'Lost' JM Barrie play returns to stage at Dumfries Academy
- Published
A play by Peter Pan author JM Barrie, which was last performed in 1877, is returning to the stage at his old school in Dumfries.
The Scottish Youth Theatre and Peter Pan Moat Brae Trust are behind the event on Friday at Dumfries Academy.
Bandelero the Bandit was written by Barrie while he was a pupil.
Later in life he believed the script had been destroyed but it eventually surfaced in America and is now set to be performed once more.
An audience will be treated to a rehearsed reading of the 30-minute play by young actors from across Scotland.
The event is part of this week's launch of PPMBT's final drive to raise the remaining money needed to turn Moat Brae House - where Barrie played as a child - into a national centre for children's literature.
The appeal has already secured £4m of the £5.5m needed.
Fraser MacLeod, associate artistic director of the Glasgow-based SYT, said: "Scottish Youth Theatre is delighted to be able to return the first play of someone as iconic as JM Barrie to the stage, after such an enormous amount of time.
"The play is fascinating because it contains the beginnings of so many ideas and approaches that Barrie went on to expand and develop as his career flourished.
"We want young people today to see Bandelero like this, as the start of a career, and perhaps to think that if JM Barrie could have done it then, they can do it now."
Why does Bandelero the Bandit matter?
By Prof Ronnie Jack, University of Edinburgh, who rediscovered the work
Barrie thought the play was lost so it's wonderful that it has survived.

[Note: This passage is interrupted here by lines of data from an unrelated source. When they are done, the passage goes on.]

PR #2575, opened 2017-11-24
Add -- and != operators to ResultState

### LINKED ISSUE #2568: ResultState API is confusing
I was editing here and ReSharper helpfully warned that that the `!=` comparison was actually doing `!ReferenceEquals(context.CurrentResult.ResultState, ResultState.Failure)`.

https://github.com/nunit/nunit/blob/1dbea8eb4e9554fa182c2358da51bade4d4dfc82/src/NUnitFramework/framework/Attributes/RetryAttribute.cs#L92-L97

That's a good point and well worth fixing; it means that these comparisons **return true:**

`new ResultState(TestStatus.Failed) != ResultState.Failure`
`ResultState.Failure.WithSite(x) != ResultState.Failure.WithSite(x)`

So, why not fix it? Surely the intent in RetryAttribute was to check for *any* failure, not just that the returned instance is the same instance stored in the `ResultState.Failure` field?

```cs
if (context.CurrentResult.ResultState.Status != TestStatus.Failed)
    break;
```

Suddenly, tests start to fail. **A non-obvious side effect of the original misleading code is that our tests pass.** This worries me.

There are 17 such occurrences. In each, it looks like we're comparing ResultStates as though they were enums– checking for simple success, failure, etc. But the reality is we're merely comparing the references to see if the ResultStates are the same instance.

CharliePoole:
Fixes #2568 if we can all agree this is the right approach.

### DIFF
--- a/src/NUnitFramework/framework/Interfaces/ResultState.cs
+++ b/src/NUnitFramework/framework/Interfaces/ResultState.cs
@@ -208,7 +208,7 @@ namespace NUnit.Framework.Interfaces
         public override bool Equals(object obj)
         {
             var other = obj as ResultState;
-            if (other == null) return false;
+            if (object.ReferenceEquals(other, null)) return false;
 
             return Status.Equals(other.Status) && Label.Equals(other.Label) && Site.Equals(other.Site);
         }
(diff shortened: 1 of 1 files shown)


rprouse:
Looks fine to me, but it is @jnm2's issue, so please take a look.

src/NUnitFramework/framework/Interfaces/ResultState.cs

It's an important work in a number of ways, for example it shows how he loved to collect themes and ideas from everything he read and turn them into something of his own.
It also shows his early fascination with special effects.
This reached its ultimate expression in Tinker Bell, who was a character created entirely by special effects using sound and light.
A local clergyman took exception to the play and wrote to the local newspapers to condemn it for being immoral.
The young Barrie realised this was a fantastic opportunity and made the very most of it.
The next performance, which took place at the Crichton, was naturally full of people wanting to see what the fuss was about.
Joanne Dillon, rector of Dumfries Academy, said the school was very proud of its links with Barrie who was born in Kirriemuir but grew up in southern Scotland.
"The school played an important role in his early life and gave him superb opportunities to express his creativity," she said.
"His years at the academy, as well as the games he played in the garden at Moat Brae House, did a huge amount to inspire the ideas that were so important in his later life and work."
A final key element of the fundraising campaign for the children's literature centre is the launch of a new video appeal by PPMBT patron Joanna Lumley.
"This is such an exciting week for us, with Bandelero and the launch of our final fundraising push," she said.
"Imagine, being able to revive JM Barrie's first play, which he thought was lost forever, so people can enjoy it again after all this time in the very place it was originally performed.
"Projects like this are exactly what the Peter Pan Moat Brae Trust is all about, and show the enormous value of creating a national children's literature and storytelling centre for Scotland."